Some scientists, like Dr. Bruce Ames, a biochemist who is director of
environmental health science at the University of California at Berkeley,
and Dr. Stephen Safe, a toxicologist at Texas A&M University in College
Station, have been skeptical of the hypothesis from the beginning.

They noted that DDT and PCB's are very weak estrogens present in
minuscule amounts in the body. Studies in which laboratory animals were
given high doses of such compounds led to contradictory results: in some
the compounds were found to caused breast cancer, in others they
protected against it. Moreover, plants have so many naturally occurring
estrogens and anti-estrogens that they might overwhelm any conceivable
effects of environmental chemicals like DDT and PCB's.

For example, Safe said, the amount of biologically active plant estrogens
in a single glass of red wine is 1,000 times greater than that of all the
environmental chemicals that a person gets from pesticides in a day's
food.

"And that's just in glass of wine, never mind beans, carrots, and all the
other vegetables," he said.

Hunter said that perhaps it was time to question the assumption that much
breast cancer is caused by unknown environmental agents. A recent
study, for example, found that the high rate of breast cancer in the San
Francisco Bay area can be completely attributed to known risk factors
like a woman's age when she starts to menstruate, has a first child and
when she begins menopause.

On the other hand, Hunter said, his new results by no means exonerated
all environmental chemicals.

Dr. Zahm agreed. "Even if we suspect one chemical and the evidence
doesn't bear it out, that doesn't negate the entire argument," she said.

In fact, said Dr.

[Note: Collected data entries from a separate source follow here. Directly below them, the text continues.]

PR #1149, opened 2016-06-02
HoundConfig merges default and user configurations

jcmorrow:
Previously, `hound_config#enabled_for?` would return `true` for any value that was not:

 - Explicitly set to false in the supplied config file
 - A language marked as beta

Additionally, HoundConfig didn't account for aliases. This could result in someone disabling an alias (e.g. `javascript`) but still running the actual linter (e.g. `jshint`). Instead of trying to perform boolean logic about what is and is not activated, this strategy just starts with a default configuration and merges the user-specified configuration into it using a series of transforms.

Thanks to @jackvnimble for the idea!

### DIFF
--- a/app/models/hound_config.rb
+++ b/app/models/hound_config.rb
@@ -12,48 +12,45 @@ class HoundConfig
   attr_reader_initialize :commit
 
   def content
-    @content ||= parse(commit.file_content(CONFIG_FILE))
+    @_content ||= default_config.deep_merge(resolved_aliases_config)
   end
 
   def linter_enabled?(name)
-    configured?(name)
+    key = name.downcase
+    config = options_for(key)
+
+    !!config["enabled"]
   end
 
   def fail_on_violations?
-    !!(content["fail_on_violations"])
+    !!content["fail_on_violations"]
   end
 
   private
+
+  def default_config
+    Linter::Collection.linter_names.each.with_object({}) do |name, config|
+      config[name] = { "enabled" => !BETA_LINTERS.include?(name) }
+    end
+  end
+
+  def resolved_aliases_config
+    ResolveConfigAliases.run(normalized_config)
+  end
+
+  def normalized_config
+    NormalizeConfig.run(parsed_config)
+  end
+
+  def parsed_config
+    parse(commit.file_content(CONFIG_FILE))
+  end
 
   def parse(file_content)
     Config::Parser.yaml(file_content) || {}
   end
 
-  def configured?(name)
-    key = normalize_key(name)
-    config = options_for(key)
-
-    enabled?(config)
-  end
-
-  def enabled?(config)
-    config["enabled"] || config["Enabled"]
-  end
-
   def options_for(name)
-    config = content[name] || {}
-    default_options_for(name).merge(config)
-  end
-
-  def default_options_for(name)
-    { "enabled" => !beta?(name) }
-  end
-
-  def beta?(name)
-    BETA_LINTERS.include?(name)
-  end
-
-  def normalize_key(key)
-    key.downcase.sub("_", "")
+    content.fetch(name, {})
   end
 end
--- a/app/services/normalize_config.rb
+++ b/app/services/normalize_config.rb
@@ -1,0 +1,27 @@
+class NormalizeConfig
+  def self.run(config)
+    new(config).run
+  end
+
+  def initialize(config)
+    @config = config
+  end
+
+  def run
+    @config.reduce({}) do |normalized_config, (key, value)|
+      normalized_key = normalize_key(key)
+      if value.is_a? Hash
+        normalized_config[normalized_key] = NormalizeConfig.run(value)
+      else
+        normalized_config[normalized_key] = value
+      end
+      normalized_config
+    end
+  end
+
+  private
+
+  def normalize_key(key)
+    key.downcase
+  end
+end
--- a/app/services/resolve_config_aliases.rb
+++ b/app/services/resolve_config_aliases.rb
@@ -1,0 +1,26 @@
+class ResolveConfigAliases
+  ALIASES = {
+    "javascript" => "jshint",
+    "java_script" => "jshint",
+    "coffeescript" => "coffee_script",
+  }.freeze
+
+  def self.run(config)
+    new(config).run
+  end
+
+  def initialize(config)
+    @config = config
+  end
+
+  def run
+    @config.reduce({}) do |resolved_config, (key, value)|
+      if ALIASES.keys.include? key
+        resolved_config[ALIASES[key]] = value
+      else
+        resolved_config[key] = value
+      end
+      resolved_config
+    end
+  end
+end
--- a/spec/models/hound_config_spec.rb
+++ b/spec/models/hound_config_spec.rb
@@ -1,25 +1,23 @@
 require "spec_helper"
-require "spec/support/linters"
 require "app/models/config/parser"
+require "app/services/normalize_config"
+require "app/services/resolve_config_aliases"
 require "app/models/hound_config"
 
 describe HoundConfig do
   describe "#content" do
-    it "returns the content of the .hound.yml file" do
+    it "returns the contents of .hound.yml, merged with the default config" do
       commit = stubbed_commit(
         ".hound.yml" => <<-EOS.strip_heredoc
           ruby:
-            enabled: true
             config_file: config/rubocop.yml
         EOS
       )
       hound_config = HoundConfig.new(commit)
 
-      expect(hound_config.content).to eq(
-        "ruby" => {
-          "enabled" => true,
-          "config_file" => "config/rubocop.yml",
-        },
+      expect(hound_config.content["ruby"]).to eq(
+        "enabled" => true,
+        "config_file" => "config/rubocop.yml",
       )
     end
   end
@@ -42,13 +40,27 @@ describe HoundConfig do
       it "returns false" do
         commit = stubbed_commit(
           ".hound.yml" => <<-EOS.strip_heredoc
-            scss:
+            ruby:
               enabled: false
           EOS
         )
         hound_config = HoundConfig.new(commit)
 
-        expect(hound_config).not_to be_enabled_for("scss")
+        expect(hound_config).not_to be_enabled_for("ruby")
+      end
+    end
+
+    context "when the given language is enabled" do
+      it "returns true" do
+        commit = stubbed_commit(
+          ".hound.yml" => <<-EOS.strip_heredoc
+            remark:
+              enabled: true
+          EOS
+        )
+        hound_config = HoundConfig.new(commit)
+
+        expect(hound_config).to be_enabled_for("remark")
       end
     end
 
@@ -56,7 +68,7 @@ describe HoundConfig do
       it "returns false" do
         commit = stubbed_commit(
           ".hound.yml" => <<-EOS.strip_heredoc
-            javascript:
+            java_script:
               enabled: false
           EOS
         )
@@ -66,75 +78,41 @@ describe HoundConfig do
       end
     end
 
-    context "when the given language is supported but unconfigured" do
+    context "given an unsupported language" do
+      it "returns false" do
+        commit = stubbed_commit(".hound.yml" => "")
+        hound_config = HoundConfig.new(commit)
+        unsupported_linter = "some_random_linter"
+
+        expect(hound_config).not_to be_enabled_for(unsupported_linter)
+      end
+    end
+
+    context "when the enabled key is capitalized" do
       it "returns true" do
         commit = stubbed_commit(
           ".hound.yml" => <<-EOS.strip_heredoc
-            scss:
-              config_file: config/.scss_lint.yml
+            python:
+              Enabled: true
           EOS
         )
         hound_config = HoundConfig.new(commit)
 
-        expect(hound_config).to be_enabled_for("scss")
+        expect(hound_config).to be_enabled_for("python")
       end
     end
 
-    context "given a language in beta" do
-      context "when the given language is enabled" do
-        it "returns true" do
-          commit = stubbed_commit(
-            ".hound.yml" => <<-EOS.strip_heredoc
-              python:
-                enabled: true
-            EOS
-          )
-          hound_config = HoundConfig.new(commit)
+    context "when the given language has underscores in it" do
+      it "converts them and returns true" do
+        commit = stubbed_commit(
+          ".hound.yml" => <<-EOS.strip_heredoc
+            coffeescript:
+              enabled: true
+          EOS
+        )
+        hound_config = HoundConfig.new(commit)
 
-          expect(hound_config).to be_enabled_for("python")
-        end
-      end
-
-      context "when the enabled key is capitalized" do
-        it "returns true" do
-          commit = stubbed_commit(
-            ".hound.yml" => <<-EOS.strip_heredoc
-              python:
-                Enabled: true
-            EOS
-          )
-          hound_config = HoundConfig.new(commit)
-
-          expect(hound_config).to be_enabled_for("python")
-        end
-      end
-
-      context "when the given language has underscores in it" do
-        it "converts them and returns true" do
-          commit = stubbed_commit(
-            ".hound.yml" => <<-EOS.strip_heredoc
-              coffeescript:
-                enabled: true
-            EOS
-          )
-          hound_config = HoundConfig.new(commit)
-
-          expect(hound_config).to be_enabled_for("coffee_script")
-        end
-      end
-
-      context "when the given language is disabled" do
-        it "returns false" do
-          commit = stubbed_commit(
-            ".hound.yml" => <<-EOS.strip_heredoc
-              python:
-                enabled: false
-            EOS
-          )
-          hound_config = HoundConfig.new(commit)
-
-          expect(hound_config).not_to be_enabled_for("python")
-        end
+        expect(hound_config).to be_enabled_for("coffee_script")
       end
     end
   end
--- a/spec/services/normalize_config_spec.rb
+++ b/spec/services/normalize_config_spec.rb
@@ -1,0 +1,15 @@
+require "app/services/normalize_config"
+
+describe NormalizeConfig do
+  describe "#run" do
+    context "given a hash with keys containing capital letters" do
+      it "downcases the keys" do
+        config = { "Ruby" => { "Enabled" => true } }
+
+        expect(NormalizeConfig.run(config)).to eq(
+          "ruby" => { "enabled" => true },
+        )
+      end
+    end
+  end
+end
--- a/spec/services/resolve_config_aliases_spec.rb
+++ b/spec/services/resolve_config_aliases_spec.rb
@@ -1,0 +1,17 @@
+require "app/services/resolve_config_aliases"
+
+describe ResolveConfigAliases do
+  describe "#run" do
+    context "when the config contains aliases" do
+      it "renames them to the appropriate linter" do
+        config = {
+          "javascript" => { "enabled" => false },
+          "ruby" => { "enabled" => false },
+        }
+
+        expect(ResolveConfigAliases.run(config).keys).
+          to match_array(["jshint", "ruby"])
+      end
+    end
+  end
+end
--- a/app/models/config/base.rb
+++ b/app/models/config/base.rb
@@ -10,21 +10,17 @@ module Config
       []
     end
 
-    def linter_names
-      [linter_name]
-    end
-
     def serialize(data = content)
       data
+    end
+
+    def linter_name
+      self.class.name.demodulize.underscore
     end
 
     private
 
     attr_implement :parse, [:file_content]
-
-    def linter_name
-      self.class.name.demodulize.underscore
-    end
 
     def safe_parse(content)
       parse(content)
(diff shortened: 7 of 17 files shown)


app/services/config_alias_resolver.rb
```diff
@@ -0,0 +1,31 @@
...
+  ALIASES = {
+    jshint: [:javascript, :java_script],
+    coffeescript: [:coffee_script],
+  }
+
+  def initialize(config)
+    @config = config
+  end
+
+  def run
```
jcmorrow: I agree hound! 🐶

app/services/config_alias_resolver.rb
```diff
@@ -0,0 +1,25 @@
+class ConfigAliasResolver
+  ALIASES = {
+    "javascript" => "jshint",
+    "java_script" => "jshint",
+    "coffee_script" => "coffeescript"
```
gylaz: Listen to Da Hound!

app/models/hound_config.rb
```diff
@@ -1,31 +1,30 @@
...
+    "go" => { "enabled" => true },
+    "haml" => { "enabled" => true },
+    "jscs" => { "enabled" => false },
+    "jshint" => { "enabled" => true },
+    "remark" => { "enabled" => false },
+    "python" => { "enabled" => false },
+    "ruby" => { "enabled" => true },
+    "scss" => { "enabled" => true },
+    "swift" => { "enabled" => true },
+  }.freeze
```
gylaz: Here's an idea: Since the linter names can change (yet again). How about generating a default config from the list of `LINTERS` and setting enabled to `true` (or `false` if in `BETA`)?

app/models/hound_config.rb
```diff
@@ -1,31 +1,30 @@
...
 
   attr_reader_initialize :commit
 
   def content
-    @content ||= parse(commit.file_content(CONFIG_FILE))
+    merged_config
```
gylaz: Any value in having this method call another rather than just inlining the logic?

app/models/hound_config.rb
```diff
@@ -34,32 +33,38 @@ def fail_on_violations?
 
   private
 
-  def parse(file_content)
-    Config::Parser.yaml(file_content) || {}
+  def resolved_aliases_config
+    @resolved_aliases_config ||= ConfigAliasResolver.new(normalized_config).run
```
gylaz: Probably don't need to memoize this, since we memoize right after this is called.

app/models/hound_config.rb
```diff
@@ -34,32 +33,38 @@ def fail_on_violations?
...
   end
 
-  def configured?(name)
-    key = normalize_key(name)
-    config = options_for(key)
+  def normalized_config
+    @normalized_config ||= ConfigNormalizer.new(parsed_config).run
```
gylaz: Same here.

app/models/hound_config.rb
jcmorrow: Good call, I was moving things around and definitely got carried away with the memoizing.

app/models/hound_config.rb
jcmorrow: Nope, it used to do more and now it doesn't, inlining

app/models/hound_config.rb
```diff
@@ -34,32 +33,38 @@ def fail_on_violations?
...
-  def options_for(name)
-    config = content[name] || {}
-    default_options_for(name).merge(config)
+  def merge(base_hash, derived_hash)
+    result = base_hash.merge(derived_hash)
+    keys_appearing_in_both = base_hash.keys & derived_hash.keys
+    keys_appearing_in_both.each do |key|
+      next unless base_hash[key].is_a?(Hash)
+      result[key] = merge(base_hash[key], derived_hash[key])
+    end
```
gylaz: I'm having a hard time parsing this (and why we need this). How about extracting this into an intention revealing method?

app/services/config_alias_resolver.rb
```diff
@@ -0,0 +1,25 @@
+class ConfigAliasResolver
```
gylaz: How about naming this service after what it does `ResolveConfigAliases`}

app/services/config_alias_resolver.rb
```diff
@@ -0,0 +1,25 @@
...
+  }.freeze
+
+  def initialize(config)
+    @config = config
+  end
+
+  def run
+    config_with_aliases_resolved = {}
+
+    @config.each_pair do |config_key, config_value|
```
gylaz: Using `each` is more idiomatic: `@config.each do |key, value|`

gylaz: Even better would be to use `reduce` or `each_with_object`.

app/services/config_normalizer.rb
```diff
@@ -0,0 +1,27 @@
+class ConfigNormalizer
```
gylaz: `NormalizeConfig`?

jcmorrow: Oh yeah, I guess we name them like tasks rather than nouns don't we? Sounds good to me.

app/services/config_alias_resolver.rb
jcmorrow: Yeah I just switched something else from `each` to `inject` and had the same thought, these things are basically supposed to be functional so those techniques make more sense here.

app/models/hound_config.rb
jcmorrow: yeah, it should be called like `deep_merge` or something like that. I'm not sure if it can get much more broken up due to the recursive nature, but I can take a shot.

app/services/resolve_config_aliases.rb
```diff
@@ -0,0 +1,22 @@
...
+    "java_script" => "jshint",
+    "coffee_script" => "coffeescript",
+  }.freeze
+
+  def initialize(config)
+    @config = config
+  end
+
+  def run
+    @config.reduce({}) do |config_without_aliases, (config_key, config_value)|
```
gylaz: This is actually wrong, according to thoughtbot styleguide. I didn't realize this but since we moved this under `houndci` org, we no longer get the thoughtbot rules.

app/models/hound_config.rb
```diff
@@ -34,32 +31,34 @@ def fail_on_violations?
...
   end
 
-  def options_for(name)
-    config = content[name] || {}
-    default_options_for(name).merge(config)
+  def merge(base_hash, derived_hash)
+    result = base_hash.merge(derived_hash)
+    keys_appearing_in_both = base_hash.keys & derived_hash.keys
+    keys_appearing_in_both.each do |key|
+      next unless base_hash[key].is_a?(Hash)
```
teoljungberg: `next` inside of an `each` loop is not a ruby convention - try using a `select` or `reject` first to limit the data set.

teoljungberg:
@jcmorrow This PR seems to use work that was done in #1143 - which makes the diff quite confusing to read.

app/models/hound_config.rb
teoljungberg: This could also be refactored into a `reduce`.

app/models/hound_config.rb
```diff
@@ -34,32 +31,34 @@ def fail_on_violations?
 
   private
 
-  def parse(file_content)
-    Config::Parser.yaml(file_content) || {}
+  def resolved_aliases_config
+    ResolveConfigAliases.new(normalized_config).run
```
teoljungberg: What do you think about using a top level `.run` method? Which is a convention in this project.

app/models/hound_config.rb
```diff
@@ -34,32 +31,34 @@ def fail_on_violations?
...
   end
 
-  def configured?(name)
-    key = normalize_key(name)
-    config = options_for(key)
-
-    enabled?(config)
+  def normalized_config
+    NormalizeConfig.new(parsed_config).run
```
teoljungberg: Same as above.

app/services/normalize_config.rb
```diff
@@ -0,0 +1,23 @@
+class NormalizeConfig
+  def initialize(config)
+    @config = config
+  end
+
+  def run
+    @config.inject({}) do |normalized_config, (key, value)|
```
teoljungberg: We prefer `reduce` over `inject` - https://github.com/thoughtbot/guides/blob/5deeaaa2006a7f895f697cc99668eadaa4abe693/style/ruby/README.md.

Also - I'm unsure why this isn't being warned by Hound.

spec/models/hound_config_spec.rb
```diff
@@ -1,138 +1,125 @@
...
+          commit = stubbed_commit(".hound.yml" => "")
+          hound_config = HoundConfig.new(commit)
+
+          expect(hound_config).not_to be_enabled_for("remark")
         end
       end
     end
 
-    context "when the given language is disabled" do
+    context "given a language that is disabled in the config file" do
```
teoljungberg: I don't think this wording needed to change.

teoljungberg: Nor the test bellow.

spec/models/hound_config_spec.rb
```diff
@@ -173,4 +160,8 @@
       end
     end
   end
+
+  def be_enabled_for(linter_name)
```
teoljungberg: Nice refactoring!

spec/services/config_normalizer_spec.rb
```diff
@@ -0,0 +1,14 @@
+require "app/services/normalize_config"
+
+describe NormalizeConfig do
+  context "given a hash with keys containing capital letters" do
```
teoljungberg: Should we have a `describe "#run"` here?

spec/services/config_alias_resolver_spec.rb
```diff
@@ -0,0 +1,16 @@
+require "app/services/resolve_config_aliases"
+
+describe ResolveConfigAliases do
+  context "when the content contains configured aliases" do
```
teoljungberg: Should we have a `describe "#run"` here?

teoljungberg: I would replace `content` with `config` in this context, especially since the class name has `config` in it.

teoljungberg: Also, the spec name doesn't match the class name.

spec/services/config_normalizer_spec.rb
teoljungberg: The spec name does not match the class name.

app/services/normalize_config.rb
jcmorrow: Hound warned me the other way, hence the change 😕

spec/services/config_alias_resolver_spec.rb
jcmorrow: Good catches all!

spec/models/hound_config_spec.rb
jcmorrow: I kind of prefer the contexts to be consistent in their wording, but it's not a necessary change.

jcmorrow:
@teoljungberg I probably should have been more clear, this is an alternative to https://github.com/houndci/hound/pull/1143. I wanted to be able to see how both solutions worked out without smashing older work with the newer approach.

app/models/hound_config.rb
jcmorrow: TIL, Rails has a `deep_merge` method. http://api.rubyonrails.org/v2.3/classes/ActiveSupport/CoreExtensions/Hash/DeepMerge.html

app/services/normalize_config.rb
```diff
@@ -0,0 +1,19 @@
+class NormalizeConfig
+  def self.run(config)
+    config.reduce({}) do |normalized_config, (key, value)|
```
jcmorrow: @teoljungberg ❓

teoljungberg: Beats me...

gylaz: I've made this comment else where in this PR:
> This is actually wrong, according to thoughtbot styleguide. I didn't realize this but since we moved this under houndci org, we no longer get the thoughtbot rules.

So, we should add this rule back in to our `.ruby-style.yml`.

app/models/hound_config.rb
```diff
@@ -1,31 +1,28 @@
...
-    coffeescript
-    go
-    haml
-    javascript
-    python
-    ruby
-    scss
-    swift
-  )
+  DEFAULT_CONFIG = Linter::Collection::LINTER_NAMES.inject({}) do |config, name|
```
gylaz: If you use `each_with_object` you can avoid needing `config` on line 12.

gylaz: Constant feels like a wrong tool for this, since we are doing some logic. Thoughts on using a class method for this instead?

app/services/normalize_config.rb
gylaz:
```yaml
Style/CollectionMethods:
  Enabled: true
  PreferredMethods:
    find: detect
    inject: reduce
    collect: map
    find_all: select
```

app/models/hound_config.rb
jcmorrow: That's a good call.

app/models/hound_config.rb
```diff
@@ -1,31 +1,27 @@
...
-    coffeescript
-    go
-    haml
-    javascript
-    python
-    ruby
-    scss
-    swift
-  )
+  DEFAULT_CONFIG =
```
teoljungberg: This also seems like it should be a method.

app/services/normalize_config.rb
```diff
@@ -0,0 +1,27 @@
+class NormalizeConfig
+  def self.run(config)
+    new(config).normalize
```
teoljungberg: We usually name the instance method the same as its static facade - so `.run` -> `#run`.

app/services/resolve_config_aliases.rb
```diff
@@ -0,0 +1,26 @@
+class ResolveConfigAliases
```
teoljungberg: I wonder about the use case of this service object - we already have a way of resolving aliases for a config using `Config::Base#linter_names`.

Couldn't we use that approach and have fewer moving parts?

spec/models/hound_config_spec.rb
```diff
@@ -1,37 +1,44 @@
 require "spec_helper"
+require "app/models/config/parser"
+require "app/services/normalize_config"
+require "app/services/resolve_config_aliases"
 require "app/models/hound_config"
 
 describe HoundConfig do
   describe "#content" do
-    it "returns the content of the .hound.yml file" do
+    it "returns the contents of the .hound.yml file merged with the defaults" do
```
teoljungberg: I would add a comma after `file`

teoljungberg:
I'm somewhat confused over the approach in this PR, as in we've built new functionality to replace something that we already have. So some questions off the bat:

- Doesn't the existing configuration setup work with aliases? If not - we should fix that instead of introducing new concepts. See `Config::Base#linter_names`.
- There's a bit too much going on in this PR, and it seems like they are isolated enough that it can be extracted into multiple PR's.

jcmorrow:
@teoljungberg Our current setup doesn't really work. It **sort of** works, but it misses a lot of corner cases. The biggest thing it misses is:

Currently if I disable an alias of a default linter, it doesn't disable the linter. So if your `hound.yml` is:

    coffee_script: 
      enabled: false

coffeescript will still be run. The only reason this works:

    javascript: 
      enabled: false

is because `jshint` is under `BETA_LANGUAGES`, while `javascript` is under `LANGUAGES`, which doesn't make any sense since they are aliases for the same linter. So doing this:


    jshint:
      enabled: false

Actually wouldn't disable the jshint linter.

----

I agree that it would be nice to just make the current approach work, but it involves making the changes I made in https://github.com/houndci/hound/pull/1143 and those were much more fragile and harder to grok than the approach taken here. I'm open to breaking this up into smaller PR's. I'll see if I can start that today.

app/services/resolve_config_aliases.rb
jcmorrow: The problem with this is the problem of disabled aliases, as I mentioned in the main discussion thread. Might be worth talking over on a hangout?

spec/services/resolve_config_aliases_spec.rb
```diff
@@ -0,0 +1,16 @@
...
+describe ResolveConfigAliases do
+  describe "#run" do
+    context "when the config contains aliases" do
+      it "renames them to the appropriate linter" do
+        config = {
+          "javascript" => { "enabled" => false },
+          "ruby" => { "enabled" => false },
+        }
+
+        expect(ResolveConfigAliases.run(config).keys).to eq(["jshint", "ruby"])
```
thorncp: Might be good to use `match_array` here so we don't rely on the ordering of the keys in the hash.

spec/services/normalize_config_spec.rb
```diff
@@ -0,0 +1,14 @@
+require "app/services/normalize_config"
+
+describe NormalizeConfig do
+  describe "#run" do
+    context "given a hash with keys containing capital letters" do
+      it "downcases the keys" do
+        config = { "Ruby" => { "Enabled" => true } }
+
+        expect(NormalizeConfig.run(config).keys).to eq ["ruby"]
```
thorncp: What do you think about `expect(NormalizeConfig.run(config)).to have_key("ruby")`?

app/services/resolve_config_aliases.rb
thorncp: Another option could be `each_with_object`. A benefit would be being able to delete L23, since the method keeps its own accumulator.

app/models/hound_config.rb
```diff
@@ -25,35 +28,29 @@ def fail_on_violations?
...
-    Config::Parser.yaml(file_content) || {}
-  end
-
-  def configured?(name)
-    key = normalize_key(name)
-    config = options_for(key)
-
-    enabled?(config)
+  def default_config
+    Linter::Collection.linter_names.each.with_object({}) do |name, config|
```
thorncp: Would it be beneficial for this generated config to be run through the normalizer and alias resolver? `Linter::Collection.linter_names` is including underscores, e.g. `coffee_script`, but config coming from the user is being resolved to `coffeescript`. Is the difference being resolved somewhere else?

jcmorrow: I don't think I understand the question. If the user provides a key `coffeescript` it's resolved as an alias for the true linter name: `coffee_script`, which is enabled by default. `coffee_script` is being passed in here and returns true as expected.

thorncp: Maybe I'm confused? Maybe a script would be a more clear representation:

```ruby
require "./config/environment"

class FakeCommit
  def file_content(*)
    <<~YAML
      ---
      coffee_script:
        enabled: false
    YAML
  end
end

commit = FakeCommit.new
hound_config = HoundConfig.new(commit)

puts hound_config.linter_enabled?("coffee_script") # => true
```

I think I'd expect it to return `false`. Is that correct?

jcmorrow: 😑

app/models/hound_config.rb
```diff
@@ -12,11 +12,14 @@ class HoundConfig
   attr_reader_initialize :commit
 
   def content
-    @content ||= parse(commit.file_content(CONFIG_FILE))
+    @merged_config ||= default_config.deep_merge(resolved_aliases_config)
```
gylaz: We tend to name memoized variables after the method. Better yet, to add `_`, so `@_content`.

app/services/normalize_config.rb
```diff
@@ -0,0 +1,26 @@
...
+    new(config).run
+  end
+
+  def initialize(config)
+    @config = config
+  end
+
+  def run
+    @config.each_with_object({}) do |(key, value), normalized_config|
+      normalized_key = normalize_key key
```
gylaz: How about parens around `key`?

app/models/hound_config.rb
thorncp: It seems to be because the order in `ResolveConfigAliases` is `"coffee_script" => "coffeescript"` (I haven't tried). Would it make sense to flip those?

jcmorrow: I think the aliases were just set up wrong:

`coffee_script` was aliasing to `coffeescript`, but it should be the other way around.

thorncp: :+1:

jcmorrow:
@teoljungberg We're still feeling some pain from this and I'd like to merge it, but I don't want to do so if you feel uncomfortable with the approach. What do you think?

teoljungberg:
@jcmorrow The thing I'm bothered by is the duplication between the various linter names and their aliases. Which are present in `ResolveConfigAliases` and `Linter::Base#linter_names`. But since they aren't connected at this point - I'm unsure it can be avoided.

I did make some improvements and refactorings to address the feedback and some of my own. But besides that - I'm fine merging this and moving on.

app/services/normalize_config.rb
```diff
@@ -0,0 +1,23 @@
+class NormalizeConfig
+  def initialize(config)
+    @config = config
+  end
+
+  def run
+    @config.reduce({}) do |normalized_config, (key, value)|
```
gylaz: @teoljungberg  Why did you change this from `each_with_object` to `reduce`? It seems like `each_with_object` is a better fit, since line 18 can be removed.

jcmorrow:
@teoljungberg I totally understand your concern about duplicating the linter aliases. I've removed them from the linter classes as they are no longer necessary 👍

app/services/normalize_config.rb
teoljungberg: I find `reduce` easier to reason / read than `each_with_object` - if I'm alone in that camp I'm happy changing it back.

Wolff, who did the chemical analyses for Hunter's study,
it does not even negate the DDT and PCB argument.

"I think it's premature" to abandon the DDT and PCB hypothesis, Dr.
Wolff said. "It may be important in some groups of women and it may be
not only how high the levels are but the time of life in which they occur.
Maybe it's even different for different kinds of breast cancer, like
premenopausal and postmenopausal."

Julia Brody, the executive director of the Silent Spring Institute in
Newton, Mass., an advocacy group studying links between women's
health and the environment, said the new study was "definitely not the last
chapter."

After all, Ms. Brody said, "this is a study of two chemicals out of
80,000," in the environment.

Safe said those who believed in the hypothesis would always want
"another study, another study."

"For advocates, it's never-ending," he said. "But for other people, there
may be times when we want to spend our money on other things."